I love a chocolate bar as much as the next guy.
I'd buy the whole box from every adorable child hawking chocolate outside every supermarket in town, if only my waistline and cholesterol could survive it.
I still get magazines that pile up.
I imagine they are sad from not being read, but I can't help ordering more every year because of my neighbor's annual magazine fundraiser.
If you are a friend of mine and fall ill, you may just get one of the several "get well soon" cards I still have left from my nephew's greeting card fundraiser in 1999 (he's 22 now).
I think I have Rugrats wrapping paper from my other nephew's fundraiser the next year.
Don't get me wrong, I know these fundraisers are key ingredients to many school and PTA annual coffers, but there are some more creative avenues to fundraising and a few that offer more benefits as well as raising funds.
It's not that I don't appreciate and support these causes, but there is one fundraising program I think about all the time.
It is a Prescription Drug (RX) Discount Card that is being distributed by charitable, veteran and educational organizations not only as a fundraiser, but as a community service.

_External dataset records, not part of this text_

PR #16, opened 2019-11-01
Initialize SQlite database for realtime collab

navilperez:


blockly-rtc/src/db.js
```diff
@@ -0,0 +1,40 @@
...
+ * limitations under the License.
+ */
+
+/**
+ * @fileoverview The SQlite database object.
+ * @author navil@google.com (Navil Perez)
+ */
+const sqlite3 = require('sqlite3');
+
+let db = new sqlite3.Database("./events.sqlite", function(error) {
```
samelhusseini: const

blockly-rtc/src/db_utils.js
```diff
@@ -0,0 +1,85 @@
...
+ *
+ * Unless required by applicable law or agreed to in writing, software
+ * distributed under the License is distributed on an "AS IS" BASIS,
+ * WITHOUT WARRANTIES OR CONDITIONS OF ANY KIND, either express or implied.
+ * See the License for the specific language governing permissions and
+ * limitations under the License.
+ */
+
+/**
+ * @fileoverview Util scripts for interacting with the database.
```
samelhusseini, line 19: Add @author

blockly-rtc/src/db_utils.js
```diff
@@ -0,0 +1,85 @@
...
+ */
+
+var db = require('./db');
```
samelhusseini: const

blockly-rtc/src/db_utils.js
```diff
@@ -0,0 +1,85 @@
...
+
+/**
+ * Query the database for rows since the given server id.
+ * @param {number} serverId serverId for the lower bound of the query.
+ * @return {!Array.<!Object>} The rows since the last given server id.
+ * @public
+ */
+function queryDatabase(serverId) {
+  var sql = `SELECT * from events WHERE serverId > ${serverId};`;
+  db.all(sql, [], (err, rows) => {
```
samelhusseini: You can probably lose the ``sql`` variable here.

blockly-rtc/src/db_utils.js
```diff
@@ -0,0 +1,85 @@
...
+};
+
+/**
+ * Add rows to the database.
+ * Rows are added transactionally.
+ * @param {!Array.<!Object>} rows The rows to be added to the database.
+ * @public
+ */
+function addToServer(rows) {
+  var insertQueries = [];
```
samelhusseini: const

blockly-rtc/src/db_utils.js
```diff
@@ -0,0 +1,85 @@
...
+
+    db.run('COMMIT;');
+  });   
+
+};
+
+/**
+ * Create a SQlite query script to insert a new row.
+ * @param {!Object} row serverId for the lower bound of the query.
+ * @return {!String} The SQlite query.
```
samelhusseini: lowercase string and strings are non-nullable by default, so ``{string}``

samelhusseini (commented):
What's in the binary? Does it need to be checked in or can it be generated by the service when it starts?

navilperez:
> What's in the binary? Does it need to be checked in or can it be generated by the service when it starts?

It is the binary for the database since I am using an in-disk database. I just ran the node server without it and it seems as if the service can generate it, so it does not need to be checked in. I will go ahead and remove it. Thank you for drawing my attention to that.

blockly-rtc/src/db.js
```diff
@@ -0,0 +1,40 @@
...
+ */
+
+/**
+ * @fileoverview The SQlite database object.
+ * @author navil@google.com (Navil Perez)
+ */
+
+const sqlite3 = require('sqlite3');
+
+const db = new sqlite3.Database("./events.sqlite", (err) => {
```
samelhusseini: Following the style guide, use single quotes here.

samelhusseini (commented):
One last nit but otherwise lgtm. My preference would be for this to go into a branch, until the demo the ready for release. Placing these files there on there own might confuse people using this samples repo, especially without a README.

samelhusseini (approved):

samelhusseini:
LGTM.

PR #17, opened 2019-11-02
Extend Blockly Vue Component to accept workspace options 

samelhusseini:
@abbychau I opened this PR to share my ideas on having the one Vue BlocklyComponent that can accept both workspace options (which the toolbox can be a part of), and falls back on using the ``<slot/>`` for the toolbox if the option isn't passed in.

Extension of https://github.com/google/blockly-samples/pull/15


abbychau:
This could work. LGTM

Every dollar that organization raises means a family saved 10's to 100's of dollars on a necessary prescription medication.
Every month when I buy my son's three prescription medications, I am grateful for the savings.
According to a 2012 report, Prescription Discount Cards are earning over $5 Million per month for the organizations providing them to their members and their community.
If this reflected only the minimum saved, then that means Americans already using these cards are saving over $50 Million a month on prescriptions for their families.
The need for such service-oriented programs will continue to be important as consumers and providers figure out health care reform.
Over 44 million Americans still have no insurance coverage.
Millions more have insurance coverage with high prescription deductibles rendering them uninsured for prescriptions until they have already spent thousands.
Of course, no fundraiser is any good unless people are buying or in this case, using the program.
To effectively implement an RX Card Fundraiser, organizations need to take the time to help their members know how to use the card.
It may be a little extra work upfront, but the benefits to those getting the prescription savings are well worth some pre-distribution education.